Расширение рисков для бизнеса
Комплекс развивающихся рисков также требует значительных размышлений для бизнес-структур и сотрудников в регулируемых секторах. Инциденты хищения данных, возникающие вследствие инъекций запросов, могут вынудить систему к утечке конфиденциальной информации или к выполнению действий, способных угрожать репутации организаций в течение нескольких часов. Как это всегда происходит, заинтересованные стороны, клиенты и инвесторы редко различают эксплуатируемый ИИ-интерфейс и плохое управление, поэтому репутационный ущерб является одинаковым.
Для компаний и для сотрудников компаний в регулируемых отраслях, таких как финансы, здравоохранение или страхование, даже сам факт доступа к таким интерфейсам может обоснованно считаться рисковым событием. Использование ИИ-браузера, который получает конфиденциальные данные и имеет потенциал выполнять непреднамеренные действия вследствие сбоя модели (например, галлюцинаций), создаёт техническую уязвимость и порождает разнообразные поведенческие риски.
Отставание механизмов безопасности
Без сомнения, разработчики активно работают над внедрением защитных механизмов против выявленных угроз, однако это не меняет факта, что методы смягчения последствий являются реактивными, а не превентивными. Каждое исправление закрывает одну лазейку, что приводит к тому, что киберпреступники ищут другую. Это означает, что потенциально потребуется ещё несколько лет исследований и экспериментов, чтобы преимущества перевесили недостатки.
На этом этапе может возникнуть вопрос, чем это отличается от других киберугроз, с которыми человечество сталкивается десятилетиями. В конце концов, фишинг, кейлоггинг и инъекции вредоносного программного обеспечения также не появились за одну ночь. Ключевое отличие здесь заключается в осведомлённости и институциональной зрелости. Хотя традиционные угрозы сейчас глубоко задокументированы, встроены в ресурсы по кибербезопасности и широко понятны как пользователями, так и командами безопасности, в отношении агентивного ИИ ещё не существует устоявшихся руководств, характерных признаков и протоколов устранения последствий. Это преимущественно связано с тем, что ИИ в целом вводит другую динамику. Поверхность атаки является дезорганизованной и семантической, а не технической, а существующий объём знаний о защите остаётся ограниченным и доступным лишь экспертам. Большинство пользователей знают, как выглядит подозрительное электронное письмо (при условии, что оно обходит спам-фильтры) и знают признаки, но факт, что даже нажатие кнопки «показать спойлер» в популярной социальной сети может быть использовано для хищения данных, ещё не укоренился в сознании обычного человека.

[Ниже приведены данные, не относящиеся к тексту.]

Issue #865, opened 2021-10-27
Incompleteness of note head encoding


rettinghaus:
There are several things problematic about the current situation with assigning note heads: 

1. The description of `@head.shape` states that this attribute should be "Used to override the head shape normally used for the given duration."  
That leads to two questions: What's the difference to `@dur` and `@dur.ges` (which implicitly gives the note head), and what should happen with a stem (e. g. if one encodes a quarter note with `@head.shape="whole"`)?

2. `data.HEADSHAPE.list` is incomplete in terms of duration. While the former `data.HEADSTYLE` included the value "dblwhole", this was now move to `data.NOTEHEADMODIFIER.list`, although it is a note head for itself and not just "enclosing fences" that are added to a note head. Furthermore there are two styes for double whole notes, the modern oval note head with vertical lines and the more traditional square head (resembling a brevis note). Currently there seems to be no way to switch between them. There are cases where both forms are used at the same time: 
![dblwholes](https://user-images.githubusercontent.com/7693447/139076805-c4b7029d-e8b2-4154-9557-0e79f276de6c.png)

3. (Visual) Durations for non-standard note heads are not easy or simply impossible to encode. 
Take a look at triangular note heads (example from Gould, p. 13): 
￼![triangular heads](https://user-images.githubusercontent.com/7693447/139072126-44a9f502-6ba3-4e21-81b7-6d938e7e8a39.jpeg)
To encode the eighth notes you have to use `<note @head.shape="isotriangle" @head.fill="solid" dur="8" />`, which is a bit annoying but possible.  
When it comes to slash noteheads, it is not possible to distinguish quarter, half and whole notes encoding wise.
See https://github.com/rism-digital/verovio/issues/1866 and https://www.w3.org/2021/03/smufl14/tables/slash-noteheads.html.  
Furthermore, having values for different note head _styles_ doesn't comply with the description of `@head.shape` (see above). 

4. Switching to different note head shapes is difficult, because you have to encode it explicitly on every single note. It would be good to have a way to switch shapes for multiple notes at once (as it is basically a _notationType_).  
An overview of several note head styles is given in the [LilyPond Notation Reference]:(https://lilypond.org/doc/v2.22/Documentation/notation/note-head-styles.html)
![image](https://user-images.githubusercontent.com/7693447/139086704-fc1e0c56-5eb9-4baf-9309-61688c55457d.png)

This relates to #202 and #400.

bwbohl:
[...]

PR #867, opened 2021-10-28
Move dblwhole to head.shape

rettinghaus:
This moves `dblwhole` back to `head.shape` and extends `data.NOTEHEADMODIFIER.pat` to allow solmization syllables. 

Compare the SMuFL ranges
https://w3c.github.io/smufl/latest/tables/note-name-noteheads.html
https://w3c.github.io/smufl/latest/tables/note-name-noteheads-supplement.html

### DIFF
--- a/source/modules/MEI.xml
+++ b/source/modules/MEI.xml
@@ -3077,12 +3077,22 @@
     <desc>Captures text rendered in the center of the notehead.</desc>
     <content>
       <rng:choice>
-        <rng:data type="string">
-          <rng:param name="pattern">centertext\((A|B|C|D|E|F|G)(f|♭|n|♮|s|♯)?\)</rng:param>
-        </rng:data>
-        <rng:data type="string">
-          <rng:param name="pattern">centertext\(H(s|♯)?\)</rng:param>
-        </rng:data>
+        <rng:choice>
+          <rng:data type="string">
+            <rng:param name="pattern">centertext\((A|B|C|D|E|F|G)(f|♭|n|♮|s|♯)?\)</rng:param>
+          </rng:data>
+          <rng:data type="string">
+            <rng:param name="pattern">centertext\(H(s|♯)?\)</rng:param>
+          </rng:data>
+        </rng:choice>
+        <rng:choice>
+          <rng:data type="string">
+            <rng:param name="pattern">centertext\((Do|Re|Mi|Fa|So|La|Ti|Si)\)</rng:param>
+          </rng:data>
+          <rng:data type="string">
+            <rng:param name="pattern">centertext\((Di|Ri|Ra|Fi|Se|Li|Le|Te)\)</rng:param>
+          </rng:data>
+        </rng:choice>
       </rng:choice>
     </content>
   </macroSpec>
--- a/source/modules/MEI.xml
+++ b/source/modules/MEI.xml
@@ -1474,6 +1474,9 @@
         <valItem ident="whole">
           <desc>Unfilled, rotated oval (Unicode 1D15D).</desc>
         </valItem>
+        <valItem ident="dblwhole">
+          <desc>Unfilled, rotated oval with vertical lines on either side (Unicode 1D15C).</desc>
+        </valItem>
         <valItem ident="backslash">
           <desc>Unfilled backslash (~ reflection of Unicode 1D10D).</desc>
         </valItem>
@@ -3066,9 +3069,6 @@
         </valItem>
         <valItem ident="circle">
           <desc>Enclosing circle.</desc>
-        </valItem>
-        <valItem ident="dblwhole">
-          <desc>Enclosing "fences".</desc>
         </valItem>
       </valList>
     </content>


bwbohl (approved):

bwbohl:
@music-encoding/maintainers please review

ahankinson:
Are there any issues describing these changes? Particularly the extension to the note heads?

rettinghaus:
Allowing the solmization syllables as text in the notehead seemed to be missing, as pitch names were already allowed. 
Also this allows some semantics over using just SMuFL code points for these noteheads (which can also get quite messy regarding different durations).

ahankinson:
I have so many questions -- not particularly on this change, but on this section of the spec in general:

1. What does `.pat` stand for? (Helpful for understanding what this is trying to do...)
2. What is the `centertext` bit at the beginning of the pattern? Is this a literal string, or is it some sort of formatting?
3. What types of values is this pattern checking: `(H(s|♯)`?

source/modules/MEI.xml
```diff
@@ -3067,22 +3070,29 @@
...
+          <rng:data type="string">
+            <rng:param name="pattern">centertext\((A|B|C|D|E|F|G)(f|♭|n|♮|s|♯)?\)</rng:param>
+          </rng:data>
+          <rng:data type="string">
+            <rng:param name="pattern">centertext\(H(s|♯)?\)</rng:param>
+          </rng:data>
+        </rng:choice>
+        <rng:choice>
+          <rng:data type="string">
+            <rng:param name="pattern">centertext\((Do|Re|Mi|Fa|So|La|Ti|Si)\)</rng:param>
```
ahankinson, line 3090: Should this also allow “Ut”?

rettinghaus: As far as I know it is not used in modern solmization (and haven't really been used since the 17th century). As written above I simply followed the corresponding SMuFL ranges.

pe-ro:
> I have so many questions -- not particularly on this change, but on this section of the spec in general:
> 
>     1. What does `.pat` stand for? (Helpful for understanding what this is trying to do...)

data.NOTEHEADMODIFIER references 2 other datatypes: data.NOTEHEADMODIFER.list, which allows a closed list of values, and data.NOTEHEADMODIFIER.pat (where 'pat' is shorthand for 'pattern'), which allows values matching regex patterns.  The objective is to permit either a value from the closed list or a value that matches one of the patterns defined in data.NOTEHEADMODIFER.pat.

>     2. What is the `centertext` bit at the beginning of the pattern? Is this a literal string, or is it some sort of formatting?

It's a literal string. The value is expected to look like "centertext()", where the text that will appear in the notehead is inside the parentheses.  I'm not completely convinced it's necessary because the description of the datatype says "Captures text rendered in the center of the notehead."  Also, "centered-ness" is implied in the definition/description of data.NOTHEADMODIFIER.list.  It seems better to me to leave it to a renderer to decide whether the modifying symbol or text will actually be centered.

>     3. What types of values is this pattern checking: `(H(s|♯)`?

This allows "H", which is the designation for B natural in German-speaking regions.

source/modules/MEI.xml
pe-ro: I think "Ut" should be allowed for use in pre-modern notation.

pe-ro:
The solmization patterns should allow "Ut", in my opinion.

musicEnfanthen:
@ahankinson @pe-ro What's the status of this? Does this PR need more discussion, or is it safe to start a review?

pe-ro:
It's fine with me to provide a double whole value in head.shape.  However, I don't recommend removing the value "dblwhole" from data.NOTEHEADMODIFIER.list.  I would rename it to "fences" instead.  The idea is to separate the head shape from the presence of the fences, thereby allowing any shape to have fences or not.

kepper (changes requested):
during 2022 dev meeting in Berlin, @musicEnfanthen, @fujinaga, @pe-ro and @kepper came to the conclusion that this should have be done slightly differently. The new "dbwlwhole" value for `data.HEADSHAPE.list`would not be necessary, if instead we kept the "dblwhole" value for `data.NOTEHEADMODIFIER.list` and renamed it to "fences" instead. This means that you'd still have to use two separate attributes to get a whole note head with fences, but it would avoid a "shortcut" in the encoding, and would also avoid collision of having a "pre-built" fences combined with explicit "fences" as modifiers. The `.pat`stuff seems ok.

musicEnfanthen:
@rettinghaus Any chance to rework this according to the proposal above?

ahankinson:
Just because there is no reference to the original ticket (I think?) that motivated this change:

https://github.com/music-encoding/music-encoding/issues/865

(A further appeal to **please** reference issues in pull requests, otherwise we lose track of what we're trying to fix.)

musicEnfanthen:
Actually, there was a reference to #865 in the original PR description (see edited version). Somehow it got lost, maybe because the discussion in 865 developed into a more broader direction? But be it as it may, thanks for the reminder and re-reference.

ahankinson:
Could someone (@kepper?) provide an example of how you might encode a note with this plan?

musicEnfanthen:
Pinging @rettinghaus and @bwbohl to add some additional comments.

pe-ro:
MEI Development Meeting, 25/05/2023: Closing this pull request in favor of addressing #865 with a new pull request.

В настоящее время ещё слишком рано для полного понимания последствий безопасности агентивного просмотра веб-страниц, и многие эксперты по кибербезопасности и сторонники конфиденциальности данных согласятся с этим мнением. Разработчики реагируют на уязвимости в условиях, когда угрозы, кажется, развиваются быстрее, чем средства защиты. Однако это не означает полного отказа от генеративного ИИ. Инструменты, такие как ChatGPT, Gemini и другие, остаются мощными при целенаправленном использовании, но имеют потенциал вести себя сомнительно, когда функционируют как делегированные полномочия. В такое время отказ от контроля кажется преждевременным, особенно когда ваши данные находятся под угрозой.